«Et il ajouta... M'écoutez-vous, docteur?... Il ajouta:
«—C'est le portrait de John Wilkes Booth, l'assassin du président Lincoln.»
A ces mots, Mlle Perdrix, après m'avoir considéré fixement pour jouir de ma surprise, se leva et se mit à arpenter la chambre la tête haute, les joues enflammées, la narine frémissante. Ses pieds ne touchaient pas à la terre, on eût dit qu'elle allait s'envoler. Par intervalles, elle se retournait de mon côté, et, du haut de sa nuée, elle abaissait sur moi un regard superbe; c'était une divinité contemplant un ciron. Je l'arrêtai au passage, je lui secouai énergiquement les deux bras, et je lui dis:
«Malheureuse, qu'as-tu fait? Ce fou avait été placé sous ta garde, et il ne tenait qu'à toi de le défendre contre elle, de le soustraire aux obsessions de cette fille de l'enfer, de cette horrible idée fixe dont il était tourmenté. Mais tu ne sais pas aimer, et tu as eu peur. Tu as lâché ton prisonnier, tu as déserté ton poste et ta mission, tu es partie pour l'Italie avec je ne sais quel prince de rencontre, et, grâce à toi, elle a repris sa proie. O destinée à la fois tragique et ridicule! Si Mlle Rose Perdrix avait eu la tête et le pied moins légers, un peu plus de coeur ou un peu plus de courage, le président Lincoln vivrait encore!»

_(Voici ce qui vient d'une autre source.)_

PR #440, opened 2022-09-24
Create new top-level gui package

magicus:
I have moved `screen` in under `gui`, moved the `mc.render` package to `gui.render` and moved the old `screen.widget` up one level, so now it is `gui.widget`. I think this makes much more sense.


magicus:
I also made MapRenderer a top-level class.

Going forward, I think there is could be some work restructuring gui.screen.overlay and gui.screen.settings. Perhaps. Or they are fine as they are.

kristofbolyai (dismissed):

kristofbolyai (approved):

PR #848, opened 2022-12-16
feat: Snappier and more robust quest book

magicus:
There are a lot of fixes here. On the top of my mind:
* Mini-Quests scoreboard where not properly updated since they could not be found; the name started with "Mini-Quest - " from the scoreboard but we stripped that away in the miniQuests list of QuestInfo, so no match was ever found.
* If a quest was tracked without the quest book ever read by us, scoreboard updates would fail. This could happen if you used the vanilla Wynncraft quest book to start tracking a quest, instead of our own Quest Book Screen.
* We tried to track finished quests from the GUI which did not work
* Quest Book Screen now starts showing the cached copy of quests, and triggers a rescan in the background. Quest list is updated once the rescan completes.
* QuestManager has now the sole responsibility of knowing which quest is tracked. This is interpreted as "showing up on the score board".
* The Quest Book Screen now has an "intermediate" state for quests, to signal that we have requested tracking but not yet got confirmation from Wynncraft, shown in a orange hue. Once the tracking is confirmed, it reverts to the normal green for tracked quests.
* Switching between quests and miniquests is snappy, and never loses track of which quest was selected.
* When choosing to replace the vanilla quest book, the main menu was opened instead of the quest book.
* I have now consistently called the tracked quest "tracked", instead of "pinned" or "current".
* When untracking a quest, do as vanilla Wynncraft and use the `/tracking` command. That's one container query less, at least.

Overall, I have tested all manner of combinations of using our GUI and using the Wynncraft vanilla quest book, in different order, before or after we have our quest book query run, using normal quests and mini-quests. I think it works pretty fine right now.

### DIFF
--- a/common/src/main/java/com/wynntils/wynn/model/quests/QuestInfo.java
+++ b/common/src/main/java/com/wynntils/wynn/model/quests/QuestInfo.java
@@ -126,28 +126,24 @@ public class QuestInfo {
     @Override
     public boolean equals(Object o) {
         if (this == o) return true;
-
-        if (o == null || getClass() != o.getClass()) return false;
-
-        QuestInfo questInfo = (QuestInfo) o;
+        if (o == null || (!(o instanceof QuestInfo questInfo))) return false;
 
         // Consider it the same quest just based on "constant" aspects of the quest
-        return new EqualsBuilder()
-                .append(level, questInfo.level)
-                .append(isMiniQuest, questInfo.isMiniQuest)
-                .append(name, questInfo.name)
-                .append(length, questInfo.length)
-                .isEquals();
+        if (level != questInfo.level) return false;
+        if (isMiniQuest != questInfo.isMiniQuest) return false;
+        if (!name.equals(questInfo.name)) return false;
+        if (length != questInfo.length) return false;
+        return additionalRequirements.equals(questInfo.additionalRequirements);
     }
 
     @Override
     public int hashCode() {
-        return new HashCodeBuilder(17, 37)
-                .append(name)
-                .append(length)
-                .append(level)
-                .append(isMiniQuest)
-                .toHashCode();
+        int result = name.hashCode();
+        result = 31 * result + length.hashCode();
+        result = 31 * result + level;
+        result = 31 * result + additionalRequirements.hashCode();
+        result = 31 * result + (isMiniQuest ? 1 : 0);
+        return result;
     }
 
     @Override
--- a/common/src/main/java/com/wynntils/wynn/model/quests/QuestInfo.java
+++ b/common/src/main/java/com/wynntils/wynn/model/quests/QuestInfo.java
@@ -132,12 +132,22 @@ public class QuestInfo {
         QuestInfo questInfo = (QuestInfo) o;
 
         // Consider it the same quest just based on "constant" aspects of the quest
-        return new EqualsBuilder().append(level, questInfo.level).append(isMiniQuest, questInfo.isMiniQuest).append(name, questInfo.name).append(length, questInfo.length).isEquals();
+        return new EqualsBuilder()
+                .append(level, questInfo.level)
+                .append(isMiniQuest, questInfo.isMiniQuest)
+                .append(name, questInfo.name)
+                .append(length, questInfo.length)
+                .isEquals();
     }
 
     @Override
     public int hashCode() {
-        return new HashCodeBuilder(17, 37).append(name).append(length).append(level).append(isMiniQuest).toHashCode();
+        return new HashCodeBuilder(17, 37)
+                .append(name)
+                .append(length)
+                .append(level)
+                .append(isMiniQuest)
+                .toHashCode();
     }
 
     @Override
--- a/common/src/main/java/com/wynntils/wynn/model/quests/QuestInfo.java
+++ b/common/src/main/java/com/wynntils/wynn/model/quests/QuestInfo.java
@@ -13,6 +13,7 @@ import com.wynntils.wynn.objects.profiles.ingredient.ProfessionType;
 import java.util.ArrayList;
 import java.util.List;
 import java.util.Locale;
+import java.util.Objects;
 import java.util.Optional;
 import java.util.regex.Matcher;
 import java.util.regex.Pattern;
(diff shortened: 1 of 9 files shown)


common/src/main/java/com/wynntils/wynn/model/quests/QuestInfo.java
```diff
@@ -121,6 +123,33 @@ public boolean isMiniQuest() {
...
+    @Override
+    public boolean equals(Object o) {
+        if (this == o) return true;
+
+        if (o == null || getClass() != o.getClass()) return false;
+
+        QuestInfo questInfo = (QuestInfo) o;
+
+        // Consider it the same quest just based on "constant" aspects of the quest
+        return new EqualsBuilder()
```
kristofbolyai: In every other hashcode/equals, I opted to use the regular java. Either let's make a PR to switch everything up, or just make this standard and not use the builders here too?

common/src/main/java/com/wynntils/wynn/model/quests/QuestManager.java
```diff
@@ -133,21 +144,96 @@ public Location getCurrentQuestLocation() {
...
+        updateTrackedQuest(null);
+    }
+
+    public void updateTrackedQuestFromScoreboard(String name, String nextTask) {
+        // If our quest book has not yet been scanned, we can't update now
+        // but will do after scanning is complete
+        if (updateAfterRescan(name, nextTask)) return;
+
+        Optional<QuestInfo> questInfoOpt;
+        questInfoOpt = getQuestInfoFromName(name);
```
kristofbolyai: why spli declaration?

common/src/main/java/com/wynntils/wynn/model/quests/QuestManager.java
```diff
@@ -133,21 +144,96 @@ public Location getCurrentQuestLocation() {
...
+        } else {
+            questInfoOpt = Managers.Quest.quests.stream()
+                    .filter(quest -> quest.getName().equals(name))
+                    .findFirst();
+        }
+        return questInfoOpt;
+    }
+
+    private boolean updateAfterRescan(String name, String nextTask) {
+        if (name.startsWith("Mini-Quest - ")) {
```
kristofbolyai: Qodana perhaps right, extract common parts?

common/src/main/java/com/wynntils/wynn/model/quests/QuestManager.java
```diff
@@ -133,21 +144,96 @@ public Location getCurrentQuestLocation() {
...
+                afterRescanName = name;
+                rescanQuestBook(true, false);
+                return true;
+            }
+            return false;
+        }
     }
 
-    protected void setQuests(List<QuestInfo> newQuests) {
+    protected void updateQuestsFromQuery(List<QuestInfo> newQuests, QuestInfo trackedQuest) {
```
kristofbolyai, line 200: private?

common/src/main/java/com/wynntils/wynn/model/quests/QuestManager.java
```diff
@@ -133,21 +144,96 @@ public Location getCurrentQuestLocation() {
...
         quests = newQuests;
+        maybeUpdateTrackedQuest(trackedQuest);
         WynntilsMod.postEvent(new QuestBookReloadedEvent.QuestsReloaded());
     }
 
-    protected void setMiniQuests(List<QuestInfo> newMiniQuests) {
+    protected void updateMiniQuestsFromQuery(List<QuestInfo> newMiniQuests, QuestInfo trackedQuest) {
```
kristofbolyai, line 206: private?

common/src/main/java/com/wynntils/wynn/model/quests/QuestManager.java
magicus: Removed as much duplication as I could.

Long term I think we should not consider quests and mini-quests to be separate in this way.

common/src/main/java/com/wynntils/wynn/model/quests/QuestManager.java
magicus: It could be "package private", that is, without any qualifier. I just hate that syntax.

magicus: (but not private, since it is used from QuestContainerQueries)

common/src/main/java/com/wynntils/wynn/model/quests/QuestInfo.java
magicus: Fixed.

Let's skip builders.

common/src/main/java/com/wynntils/wynn/model/quests/QuestManager.java
magicus: Because stupid? :-)

common/src/main/java/com/wynntils/wynn/model/quests/QuestManager.java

Elle ne m'écoutait point. Elle se dégagea, se remit à marcher à grands pas, transportée et comme possédée par son aventure et par sa gloire. Elle se trouvait mêlée à un grand événement, elle avait été aimée d'un homme dont l'exécrable mémoire vivra toujours. Son air de triomphe me parut souverainement déplaisant; je lui dis d'un ton sardonique:
«Ma foi, ma belle, puisque vous voulez qu'on se mette à votre place, je vous le dis franchement, à votre place je ne serais pas si fière; car enfin est-ce une chose bien réjouissante et bien glorieuse d'avoir été la maîtresse d'un homme qui a été pendu?»
Elle se retourna vivement, revint sur moi comme un trait, l'oeil courroucé et terrible; je crus vraiment qu'elle m'allait dévorer.
«Mais vous ne savez donc pas l'histoire, docteur? Je me la suis fait conter tout à l'heure dans le plus grand détail. Lui, pendu! Y pensez-vous? Est-ce qu'on pend un homme comme lui? Apprenez, je vous prie, qu'il s'était réfugié dans une grange, où la police le cerna; comme il refusait d'en sortir et de se rendre à discrétion, on y mit le feu; à travers une palissade, on tira sur lui plus de vingt coups de carabine. Lui pendu! Mais taisez-vous donc. John Wilkes Booth est mort les armes à la main, en se défendant comme un héros.»
Je la contemplais avec stupeur, et je m'écriai: «On croit connaître les femmes, elles nous étonneront toujours. Où donc la gloire va-t-elle se nicher?»
Cela dit, le docteur Meruel prit sa canne et son chapeau, et il se dirigeait vers la porte, quand quelqu'un lui cria: «Votre histoire est-elle bien vraie?»